§ **What is being asked**:
Every line below that holds the word "exists" must be listed.

§ **Stored items**:
=== Section Start ===
PR #353, opened 2016-06-28
Add new module process_status

ritze:
Just show you if a process is currently run or not.

### DIFF
--- a/py3status/modules/process_status.py
+++ b/py3status/modules/process_status.py
@@ -1,6 +1,6 @@
 # -*- coding: utf-8 -*-
 """
-Display if a file or dir exists.
+Display if a process is running.
 
 Configuration parameters:
     cache_timeout: how often to run the check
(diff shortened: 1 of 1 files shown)


py3status/modules/process_status.py
```diff
@@ -0,0 +1,56 @@
+# -*- coding: utf-8 -*-
+"""
+Display if a file or dir exists.
```
ultrabug: I guess this is not the right description :)

py3status/modules/process_status.py
```diff
@@ -0,0 +1,56 @@
...
+
+Configuration parameters:
```
ultrabug: please also state the defaults (and I think that process should have no default)

py3status/modules/process_status.py
```diff
@@ -0,0 +1,56 @@
...
+                           stdout=fnull, stderr=fnull) == 0:
+            response['full_text'] = self.format_running
+            response['color'] = i3s_config['color_good']
+        else:
+            response['full_text'] = self.format_not_running
+            response['color'] = i3s_config['color_bad']
+
+        return response
+
+if __name__ == "__main__":
```
ultrabug: If you feel like it, please switch to the new 3.1 module testing framework (see https://github.com/ultrabug/py3status/blob/master/py3status/modules/github.py#L229)

ultrabug:
Thanks a lot for your contributions @ritze !

ultrabug:
I'm still not convinced that displaying a bullet or a square is the best way of showing if a process is running or not but I'm not sure I have better to propose apart displaying the name of the process itself on the bar.

Anyway this is not a blocker to me !

Thanks a lot @ritze !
=== Section End ===
§ **Exercise solution**:
-Display if a file or dir exists.
+Display if a file or dir exists.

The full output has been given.